- [Action item]:
Every line in the entries where "features" is found should be copied.

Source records
PR #8140, opened 2019-08-20
Typography user show

DavidKang:
We applied some changes regarding the contrast in the username. Apart from that, we grouped the email with the other elements at the bottom.

#### Before
Screenshot_2019-08-20 Home of Admin(1)

#### After
Screenshot_2019-08-23 Home of Admin(2)

**Beta Program Tooltip:**
Screenshot_2019-08-23 Home of Admin(5)

PR #8193, opened 2019-08-28
Add test for beta program switch for Bootstrap

saraycp:
The original test was skipped in case of Bootstrap (see PR #8140), so a new one specific for Bootstrap is needed.

### DIFF
--- a/src/api/spec/bootstrap/features/webui/users/profile_spec.rb
+++ b/src/api/spec/bootstrap/features/webui/users/profile_spec.rb
@@ -1,0 +1,26 @@
+require 'browser_helper'
+
+RSpec.feature 'User Profile', type: :feature, js: true do
+  let!(:user) { create(:confirmed_user) }
+
+  before do
+    login user
+    visit user_show_path(user)
+  end
+
+  scenario 'public beta program' do
+    within('#beta-form') do
+      find('.custom-control-label').click
+    end
+    expect(page).to have_text("User data for user '#{user.login}' successfully updated.")
+    expect(find('#beta-switch', visible: false)).to be_checked
+    expect(user.reload.in_beta).to be_truthy
+
+    within('#beta-form') do
+      find('.custom-control-label').click
+    end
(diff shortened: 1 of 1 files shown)


src/api/spec/bootstrap/features/webui/users/profile_spec.rb
```diff
@@ -0,0 +1,26 @@
+require 'browser_helper'
+
+RSpec.feature 'User Profile', type: :feature, js: true do
```
hennevogel: Why is this a feature and not a controller spec?

saraycp: I wanted to check the JS was running correctly and it really changed the `switch`after clicking. And that implies a change in database.

dmarcoux: To cover the beta program switch, not only what is on the controller.

hennevogel: That is really costly just for checking a javascript oneliner with no logic that can break...

```
$('#beta-switch').on('click', function (){ $('#beta-form').submit(); });
```

dmarcoux: Until the day one of the IDs changes and we forget to update the JS. Shit happens.

hennevogel: If you think this is likely and this is a good trade off, okay.

dmarcoux: I prefer to have this spec and not have to think about it by knowing it's covered.

saraycp: > I prefer to have this spec and not have to think about it by knowing it's covered.

I think the same. Maybe in some other cases it's too much (when a simple JS to add cool effect) but in this case, we are switching on/off a very important feature.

- [Response to this task]:
--- a/src/api/spec/bootstrap/features/webui/users/profile_spec.rb
+++ b/src/api/spec/bootstrap/features/webui/users/profile_spec.rb
src/api/spec/bootstrap/features/webui/users/profile_spec.rb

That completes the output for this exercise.